[SOURCE MATERIAL Boundary: Start]

PR #568, opened 2021-06-25
r.basin: g.region using raster to set the correct resolution

### LINKED ISSUE #484: r.basin - raster resolution ISSUE

HuidaeCho:
Resolve #484 by using raster, not the vector version of the same raster, to set the correct resolution.

### DIFF
--- a/grass7/raster/r.basin/r.basin.py
+++ b/grass7/raster/r.basin/r.basin.py
@@ -465,9 +465,7 @@ def main():
         # Rectangle containing basin
         basin_east = baricenter_slope_baricenter[33]
         basin_north = baricenter_slope_baricenter[34]
-        info_region_basin = grass.read_command(
-            "g.region", vect=options["prefix"] + "_" + mapname[0] + "_basin", flags="m"
-        )
+        info_region_basin = grass.read_command("g.region", rast=r_basin, flags="m")
 
         grass.message("g.region done")
         dict_region_basin = dict(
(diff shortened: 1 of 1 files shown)


grass7/raster/r.basin/r.basin.py
```diff
@@ -465,9 +465,7 @@ def main():
         # Rectangle containing basin
         basin_east = baricenter_slope_baricenter[33]
         basin_north = baricenter_slope_baricenter[34]
-        info_region_basin = grass.read_command(
-            "g.region", vect=options["prefix"] + "_" + mapname[0] + "_basin", flags="m"
-        )
+        info_region_basin = grass.read_command("g.region", rast=r_basin, flags="m")
```
neteler, line 468:
```suggestion
        info_region_basin = grass.read_command("g.region", raster=r_basin, flags="m")
```

(complete parameter names are preferred)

[SOURCE MATERIAL Boundary: End]

## [HOW TO COMPLETE THIS TASK]
A line belongs in the answer if it contains the word "resolution"; copy every such line from the data above.

## [EXERCISE RESPONSE]
r.basin: g.region using raster to set the correct resolution
### LINKED ISSUE #484: r.basin - raster resolution ISSUE
Resolve #484 by using raster, not the vector version of the same raster, to set the correct resolution.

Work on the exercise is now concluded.